Los Angeles Times

From tiny desk, editor opens window to chaotic Myanmar

LOS ANGELES — At a tiny desk in his Canoga Park home, over a week after a military coup in his native country, Thakhin Kai Bwor was putting together the latest edition of the Myanmar Gazette. In one dispatch, Burmese Americans around the U.S. protested the coup and demanded the release of elected leader Aung San Suu Kyi. Also on the front page of the February issue was a first-person account ...
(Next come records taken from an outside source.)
PR #131, opened 2016-04-09
fixing node-fetch dependency upgrade

asood123:


package.json
```diff
@@ -113,6 +113,7 @@
     "mocha": "^2.4.5",
     "mocha-circleci-reporter": "0.0.1",
     "nightwatch": "^0.8.15",
+    "node-fetch": "^1.5.0",
```
sedubois: Is this required?

asood123: Come to think of it, this should work with or without that line. I'll remove it in another PR.

PR #143, opened 2016-04-14
Donation boxes now keep the same height

carlosascari:


piamancini:
I wonder if we should force the text to be in just one line... maybe cap
the # of characters? What are your thoughts on this?

P.
piamancini.com
t: @piamancini
s: piamancini

carlosascari:
Well, in case you are suggesting to keep it all in one line in order to keep the height of the donations boxes, it won't help since the tier buttons as well as the overall width of the viewpoint changes it.

I don't think a single line looks too well with the current design, that said: Definitely cap the number of characters, something that gives 2 to 3 lines is plenty enough IMO.

piamancini:
ok let's leave it like this then for now. it's good enough. we can iterate later

PR #144, opened 2016-04-14
users: default random avatars

noeldelgado:
- https://monosnap.com/file/z0p4ZNWp7eGbNeLS3nYUsjQNzVoW4Z


asood123:
It would be nice to be consistent on the avatar that we show for each user. Instead of using random, could we mod on the email address, so it'll always produce the same avatar for a user?

piamancini:
I like that idea 

P.
piamancini.com
w:+54911 5317 4620 
t: @piamancini 
s: piamancini

noeldelgado:
@asood123 ok, I just update it. 
I am using the `user.id` for now because the `email` isn't present on the `user` object right now.

frontend/src/components/UserPhoto.js
```diff
@@ -1,17 +1,20 @@
...
-    url: '/static/images/default_avatar.svg',
     addBadge: false
   };
 
   render() {
-    const { className = '', url, addBadge } = this.props;
-    const avatar = (url || '/static/images/default_avatar.svg');
-
+    const { className = '', user, addBadge } = this.props;
+    const userId = (user.id || 0).toString();
```
asood123: Is toString necessary? We could keep it an Int and simplify the library by modding id with 4.

noeldelgado: @asood123 I just simplified the function as you requested. :+1:

PR #148, opened 2016-04-15
French version for the public page

xdamman:


xdamman:
Thanks for fixing the test!

PR #149, opened 2016-04-15
reverting back to tier.name

asood123:


xdamman:
Can you explain why that change?

piamancini:
because it was pulling from tier.title and it reads "Become a Members"
instead of "Become a Member"

P.
piamancini.com
t: @piamancini
s: piamancini

piamancini:
​

P.
piamancini.com
t: @piamancini
s: piamancini

xdamman:
Then we should change the title value in the tier definition in the DB. It doesn't feel right to use the name here.

asood123:
tier.name: what goes in the header? Like "Become a backer". Title is what we refer to those group of people as: "Backers". This is how it was until yesterday when we changed it thinking it somehow got flipped in the new design.

xdamman:
This is all very confusing.

To me the name of a tier should be "backer", "sponsor" (the backer tier, the sponsor tier, always lower case).
Then there should be a label which is how it is displayed. Only the label can have space and different case. I thought that "title" was today meant for being the label. And then there is a description.

PR #164, opened 2016-04-18
Currency symbol displayed as prefix in input for Donation Picker

carlosascari:


frontend/src/css/components/DonationPicker.css
```diff
@@ -10,6 +10,10 @@
 }
 
 .DonationPicker-input.Input::before {
+<<<<<<< Updated upstream
+=======
+  content: attr(data-prefix);
+>>>>>>> Stashed changes
```
asood123: Need to remove git artifacts

frontend/src/components/DonationPicker.js
```diff
@@ -70,20 +70,26 @@ function customField({onChange, value, frequency, currency, showCurrencyPicker,
...
   }, {
     label: 'EUR',
-    value: 'EUR'
+    value: 'EUR',
+    symbol: '€'
   }, {
     label: 'MXN',
-    value: 'MXN'
+    value: 'MXN',
+    symbol: '$'
```
asood123: This is fine when we show the currency picker (it's almost never though)

We need to tie the currency symbol to the group.currency. `format_currency` is likely the best place for it.

carlosascari:
@asood123 Moved the currency data to the format_currency lib

PR #170, opened 2016-04-19
Donate with PayPal + css fix

xdamman:


frontend/src/components/Tiers.js
```diff
@@ -1,128 +0,0 @@
-import React, { Component } from 'react';
```
asood123: Did you do a search for this everywhere? Looks like we are still using `Tiers` on the DonatePage.js in containers/

PR #173, opened 2016-04-19
Fixed bug; made more fault tolerant

carlosascari:
Infinite loop bug is resolved
@ character in twitter handle is now a valid handle and is parsed
Widen dot list so as to neatly show more dots
Detects missing or 404 images and fixes self and makes sure it doesn't repeat on the same image src

### DIFF
--- a/frontend/src/components/ImagePicker.js
+++ b/frontend/src/components/ImagePicker.js
@@ -3,12 +3,13 @@ import ImageUpload from './ImageUpload';
 import _ from 'underscore';
 
 const REG_VALID_URL = /^(https?:\/\/)?([\da-z\.-]+)\.([a-z\.]{2,6})([\/\w \.-]*)*\/?$/;
-const REG_VALID_TWITTER_USERNAME = /^[a-zA-Z0-9_]{1,15}$/;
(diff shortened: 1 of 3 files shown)


frontend/src/components/ImagePicker.js
```diff
@@ -3,12 +3,13 @@ import ImageUpload from './ImageUpload';
 import _ from 'underscore';
 
 const REG_VALID_URL = /^(https?:\/\/)?([\da-z\.-]+)\.([a-z\.]{2,6})([\/\w \.-]*)*\/?$/;
-const REG_VALID_TWITTER_USERNAME = /^[a-zA-Z0-9_]{1,15}$/;
+const REG_VALID_TWITTER_USERNAME = /^@?([a-zA-Z0-9_]{1,15})$/;
```
asood123: This is going to break both the frontend validator and the backend User model. Backend expects the string without an @ symbol. Allowing users to enter it in the field makes sense and ideally we'd fix this both front and backend. For now, easiest fix is likely to remove the @ symbol before passing to the form. What do you think?

asood123: Given the time constraint, I'm going to merge this and come back and find a fix for it.

PR #177, opened 2016-04-19
fix paypal button

asood123:


asood123:
Merging this without completing tests, since we need to get that button working.

PR #178, opened 2016-04-19
logic would not render button when group had a stripe and a paypal

carlosascari:


frontend/src/components/public_group/AmountPicker.js
```diff
@@ -44,7 +44,7 @@ export default class AmountPicker extends React.Component {
         )}
 
         <div className='max-width-1 mx-auto' style={{position: 'absolute', left: '0', right: '0', margin: '-25px auto'}}>
-          {!hasStripe && (
+          {(!hasStripe || (hasPaypal && hasStripe)) && (
```
asood123: Isn't that same thing as `!hasStripe && hasPaypal`?

carlosascari: No, not if both hasStripe and hasPaypal are true, I believe this is the case during the tests, the reason the button is missing.

xdamman: if both `hasStripe` and `hasPaypal` are true, then it shouldn't show the `Pay With PayPal` button.

sedubois:
I fixed the e2e testing scripts on API master, now circleci properly shows that there was a failing e2e test.

frontend/src/components/public_group/AmountPicker.js
asood123: In the current setup, both `hasStripe` and `hasPaypal` should never be true at the same time.

`hasPaypal` requires a different authentication than what a host gives us normally to pay out expenses. This is because Paypal has different APIs (and authentication) for receiving payments and paying out money. When we setup Paypal as a receiving mechanism, we store it in `ConnectedAccounts` table. When we setup Paypal to payout expenses, we store it in the `PaymentMethods` table.

It's going to be confusing for our users because they'll end up auth'ing paypal twice. I hope there's a way to do this in one go but I haven't had a chance to look at it yet.

@arnaudbenard please correct if I'm mistaken about any of this.

xdamman: In the context of the website, hasPaypal should refer to whether or not this collective accepts donations via PayPal. 

What you are talking about should only apply to the app. That's the only place where there is the concept of paying out using PayPal.

asood123: That's right. That's why both `hasPaypal` and `hasStripe` should never be true at the same time *in our current setup*. We'll update the logic when we accept both for a collective.

asood123:
I'm going to close this PR. Here's a new PR that fixes the logic and the tests: https://github.com/OpenCollective/website/pull/179

PR #181, opened 2016-04-22
Fix event tracking and logo for sponsors

xdamman:
Recording a page view as per 

And making the logos of the sponsors rectangular instead of rounded:


xdamman:
Fixed in https://github.com/OpenCollective/website/pull/194

PR #232, opened 2016-05-13
use WEBSITE_PORT var for custom port when starting server; closes #230

### LINKED ISSUE #230: PORT env var used in api and website
both servers will look for `process.env.PORT` when starting.  this can be problematic for obvious reasons.

boneskull:
**UPDATE**: Heroku needs `PORT`, so we'll use `WEBSITE_PORT` if present, otherwise `PORT`, otherwise the hardcoded default.

### DIFF
--- a/package.json
+++ b/package.json
@@ -13,7 +13,7 @@
   },
   "scripts": {
     "start": "NODE_CONFIG_DIR=./server/config node server",
-    "dev": "npm run build && PORT=3000 nf start -j Procfile_dev",
+    "dev": "npm run build && WEBSITE_PORT=3000 nf start -j Procfile_dev",
     "hint": "eslint '**/*.js' --quiet",
     "pretest": "npm run hint",
     "test": "npm run test:server && npm run test:unit",
--- a/server/app.js
+++ b/server/app.js
@@ -91,7 +91,7 @@ app.use((err, req, res, next) => {
  * Port config
  */
 
-app.set('port', process.env.PORT || 3000);
+app.set('port', process.env.WEBSITE_PORT || 3000);
 
 /**
  * Start server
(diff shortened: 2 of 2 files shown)


sedubois:
AFAIK `PORT` is a reserved env var provided by Heroku, we need to use that one

asood123:
Does this need to be resubmitted without a fork for tests to pass?

boneskull:
Yes, as it stands.  The problem is simply that the environment variables are not present.  

However... I'm not entirely convinced that those environment variables (or some subset of them) need to be present to run our test suite.  The server, OTOH, disagrees.  It would be worth seeing just what happens if we modify the server to allow certain variables to be undefined if run in development (or test) mode.  It's definitely useful to have the server "fail fast" when in production, but if we aren't going to actually be using an env var in test, then we can safely ignore its absence, right?

boneskull:
Anyhow, curious on your thoughts; if you'd like me to spend a little bit of time to try to get this working, I will.

cc @sedubois for input, if any

sedubois:
@boneskull hmm some tests do need env vars, e.g the Github OAuth flow e2e test uses GITHUB_CLIENT_ID and GITHUB_CLIENT_SECRET. As far as I remember here we said we have 2 choices, either allow "Permissive building of fork pull requests" in CircleCi config knowing "There are serious security concerns"according to CircleCi, or you need to re-submit a non-fork PR. @asood123 ?

asood123:
Yep, they aren't going to pass as a fork. If you duplicate these changes to a branch within our repo, they should pass.

boneskull:
oi, will do.  I've had a similar problem with Mocha; we have suite of tests running on SauceLabs, but that can't run on PRs, because security.  I ended up simply disabling the suite for PRs, because something is better than nothing.  not ideal, but I'm not sure if there is an *actual* solution to this problem out there--if there is, I'd sure like to know about it.

PR #233, opened 2016-05-13
Custom Donation Distribution

carlosascari:
skipModal property is set to true when group.settings.DonationDistributor is falsy, will only render paypal or stripe buttons
public_donation_page - removed deprecated test


carlosascari:
@asood123 the DonationDistributor component requires `group.settings.DonationDistributor`, to be true in order for it to activate, otherwise it renders the buttons just as they have been.

Im thinking of adding this to the Group modal in the api repo, so it is set as default everytime a new collective is created. It will look like this
```
    settings: {
      type: DataTypes.JSON,
+     defaultValue: JSON.stringify({
+       DonationDistributor: false
+      }),
      allowNull: true
    },
```
> server/models/Group.js

I can also set default values that are hard coded properties in this commit:

```
    settings: {
      type: DataTypes.JSON,
+     defaultValue: JSON.stringify({
+       DonationDistributor: {
+            ...
+       }
+      }),
      allowNull: true
    },
```

**editable** - Whether or not the sliders will be displayed in order to allow custom donation distribution amongst more than 1 collectives.

**optionalComission** - Whether or not the commission will be allowed to be modified.

**feesOnTop** - When `true` fees are added on top of donation, otherwise they are taken from the donation.

**collectives** - An array holding the collectives that are tied to the main collective, these are the sub collectives that are displayed when customizing the distribution of a donation. Each element is an object w/ `{name: String, avatar: String, id: Number}`

Sounds good?

asood123:
I like the simpler default of setting DonationDistributor to false. Let's document the rest of params in a wiki for now.

PR #234, opened 2016-05-16
Added middleware to catch uncaught errors

carlosascari:
Determines if the error thrown because the api server is down
Also determines if api server is up, but fetching failed
Any other error is logged

### DIFF
--- a/server/middlewares.js
+++ b/server/middlewares.js
@@ -139,14 +139,10 @@ const addTitle = (title) => {
 }
 
 const handleUncaughtError = (error, req, res, next) => {
-    if (error.name === 'FetchError')
-    {
-      if (error.code === 'ECONNREFUSED')
-      {
+    if (error.name === 'FetchError') {
+      if (error.code === 'ECONNREFUSED') {
         console.error('API Server is down')
-      }
-      else
-      {
+      } else {
         console.error('There was an error fetching from api')
       }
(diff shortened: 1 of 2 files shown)


asood123:
Thanks for the quick response. It's breaking the 404 page in tests. Adding @arnaudbenard as well

server/middlewares.js
```diff
@@ -137,6 +137,38 @@ const addTitle = (title) => {
     next();
   }
 }
+
+const handleUncaughtError = (error, req, res, next) => {
+    if (error.name === 'FetchError')
+    {
```
asood123: We usually put braces on the previous line. http://eslint.org/docs/rules/brace-style#tbs

carlosascari: fixed :+1:

carlosascari:
@asood123, @sedubois, I'm not sure what happened here

> Your build ran 168 tests in junit with 0 failures

...

> Running:  Redirects to Github after clicking connect
TEST FAILURE: 1 assertions failed, 59 passed (55.958s)
 ✖ connect_account_page
   - Redirects to Github after clicking connect
     Testing if the URL contains "http://localhost:3000/testcollective"

arnaudbenard:
When I run `website` without `api`, I get the standard error message. Looks like the proper fix 👍

PR #242, opened 2016-05-17
another fix for banner

asood123:


asood123:
merging this since it's blocking an external urgent fix.

PR #246, opened 2016-05-17
disable github nightwatch test while we are changing the flow

asood123:


asood123:
Merging this to get all the other PRs to pass.

PR #247, opened 2016-05-18
Added padding so when button label overflows the text in tier box

carlosascari:
…still shows
Added code to try and keep the Tier Button single line
Also added style updates for PublicGroup (rounded tier buttons as originally designed)

### DIFF
--- a/frontend/src/components/AsyncButton.js
+++ b/frontend/src/components/AsyncButton.js
@@ -7,7 +7,8 @@ export default ({
   customClass,
   children,
   color,
-  disabled
+  disabled,
+  style
 }) => {
   const noop = () => {};
   const btnClass = classNames({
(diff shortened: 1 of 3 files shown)


carlosascari:
@asood123 
This will fix the issue mentioned by jaredpolivka in the user-feedback channel.

Specifically, adding a padding at the bottom of the tier box, is the fix, this way the tier bottom will never cover the content inside the tier box.

I added a quick test as well that determined if the button is too large and changes the font down in order to try and keep it all in a single line.

The original design by cuiki has rounded tier buttons so I added fix here as well.

I realize you suggested a 'more' link, however it does not fix the issue because of the absolutely positioned tier button, that is what is covering the content. It has nothing to do with the min-height of the tier box

asood123:
Makes sense. Glad you took care of it.

PR #248, opened 2016-05-19
Move Passport auth to API

sedubois:


sedubois:
Needs merge of API for tests to pass

server/routes.js
```diff
@@ -35,11 +34,12 @@ module.exports = (app) => {
    */
   app.use(robots(path.join(__dirname, '../frontend/dist/robots.txt')));
 
-  /**
-   * Authentication
-   */
-  app.get('/api/auth/:service(github)/:slug', aN.authenticateService);
-  app.get('/auth/:service(github)/callback/:slug', aN.authenticateServiceCallback);
+  // For some reason during OAuth, the redirect through piping automatically changes 
+  // the body, but not the window location -> instead redirect manually
```
sedubois: @arnaudbenard any idea why this is needed and if there's a better fix?

asood123:
code looks fine. will wait for tests to pass. then, i can rebase the `github-integration` branch on top of this

server/routes.js
arnaudbenard: I've never done redirects with piping, I found a SO question about it

http://stackoverflow.com/questions/13954094/redirect-express-js-piped-req-pipe-res-properly

sedubois: Great that works, thanks for googling ;)

sedubois: Fix: https://github.com/OpenCollective/opencollective-website/pull/253

arnaudbenard: Awesome 💃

LOS ANGELES — At a tiny desk in his Canoga Park home, over a week after a military coup in his native country, Thakhin Kai Bwor was putting together the latest edition of the Myanmar Gazette.

In one dispatch, Burmese Americans around the U.S. protested the coup and demanded the release of elected leader Aung San Suu Kyi. Also on the front page of the February issue was a first-person account of getting the COVID-19 vaccine.

Bwor edits and lays out the 32-page monthly newspaper, written in the curlicued script of Burmese, a tonal language in the same Sino-Tibetan family as Chinese.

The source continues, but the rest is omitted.